Me gustaba ir a verla a su casa. Allí estaba
ella, serena, luminosa, envuelta en elegancia, con una sonrisa radiante. Rosa
Mari era una chica especial. A los dos nos gustaba jugar juntos al ajedrez.
Ella, con sus veinte años, y yo, con mis trece o catorce, disfrutábamos
moviendo los caballos y los alfiles. Al llegar su turno, me decía qué ficha
quería mover, y yo lo hacía por ella. No recuerdo quien ganaba más partidas,
creo que jamás nos importó esto a ninguno de los dos. Aquellos días, llenos de
la luz de la juventud, se hacían más alegres con Rosa Mari.
Un pulmón
de acero
Rosa Mari contrajo de niña la poliomielitis.

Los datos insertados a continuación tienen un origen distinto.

PR #1493, opened 2023-08-30
PromPushReporter Configure to Use SSL and BearerToken

### LINKED ISSUE #1482: Modify prom push logic to include SSL and bearer token auth

dave2wave:
Fixes #1482 

This adds a `--prompush` optional configuration. The processing allows configuration of a Bearer token in the file `~/.nosqlbench/prompush/prompush_apikey`

### DIFF
--- a/nb-api/src/main/java/io/nosqlbench/api/engine/metrics/reporters/PromPushReporter.java
+++ b/nb-api/src/main/java/io/nosqlbench/api/engine/metrics/reporters/PromPushReporter.java
@@ -37,6 +37,7 @@ import java.time.Duration;
 import java.time.Instant;
 import java.time.ZoneId;
 import java.util.ArrayList;
+import java.util.HashMap;
 import java.util.List;
 import java.util.Map;
 import java.util.Optional;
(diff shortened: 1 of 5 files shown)


nb-api/src/main/java/io/nosqlbench/api/engine/metrics/reporters/PromPushReporter.java
```diff
@@ -28,32 +31,82 @@
...
     ) {
         super(registry, name, filter, rateUnit, durationUnit);
         uri = URI.create(targetUriSpec);
+        needsAuth = false;
+        ConfigLoader loader = new ConfigLoader();
+        List<Map> configs = loader.load(config, Map.class);
+        NBConfigModel cm = this.getConfigModel();
+        if (configs != null) {
+            logger.info("PromPushReporter process configuration: %s", config);
+            for (Map cmap : configs) {
```
jshook, line 71: This form would represent a number of prom push reporters, so as a revision, this logic should be hoisted out as a wrapper for loading zero or more prom push reporters.

jshook (approved):
Approved with one request to follow

nb-api/src/main/java/io/nosqlbench/api/engine/metrics/reporters/PromPushReporter.java
dave2wave: I think that there is an opportunity to make all of the metric reporters more configurable essentially as a flattened json. This would work more like the annotators where I grabbed that pattern.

Quedo paralítica de piernas y de brazos. En su sencillo y limpio hogar, llamaba
la atención la dura presencia de un pulmón de acero. Ella debía de dormir en
aquella especie de caja acorazada, que le permitía respirar durante el descanso
de la noche. Sus padres, Ulpiano y Paula, dedicaban sus mejores esfuerzos a su
hija, con naturalidad y sin estridencias. Después de charlar con Rosa Mari, uno
volvía a sus quehaceres: el colegio, el fútbol, los amigos, o hablar con alguna
chavala guapa. Después de un mes, al ir a casa de mis primos, volvía a
acercarme al piso de los vecinos, donde vivía Rosa Mari. De nuevo el encuentro
con su serenidad, un rato de conversación, una merienda y, a lo mejor, otra
partida de ajedrez. Siempre la vi sonriente, jamás la escuché una queja. Las
tendría alguna vez, digo yo, pero nunca delante de mí, y fueron un buen puñado
de horas las que estuve con ella, un tiempo que se hacía muy corto.
Todos los jóvenes a los que no nos faltaba nada,
y especialmente una familia estupenda, nos movíamos por el mundo con la
seguridad del águila por el aire, o la del perro pointer en un coto de caza. La
buena vida se endurecía cuando nos topábamos con algo difícil, como el
fallecimiento de un abuelo o la enfermedad de Rosa Mari. Pero tampoco uno
estaba para demasiadas reflexiones. Al vivir aquellas cosas, que no se
entendían muy bien, un chaval se entristece durante un tiempo no muy largo, y
reza algo también no muy extenso. Pero la corriente de la vida seguía fluyendo
impetuosa, con sus actividades y deberes.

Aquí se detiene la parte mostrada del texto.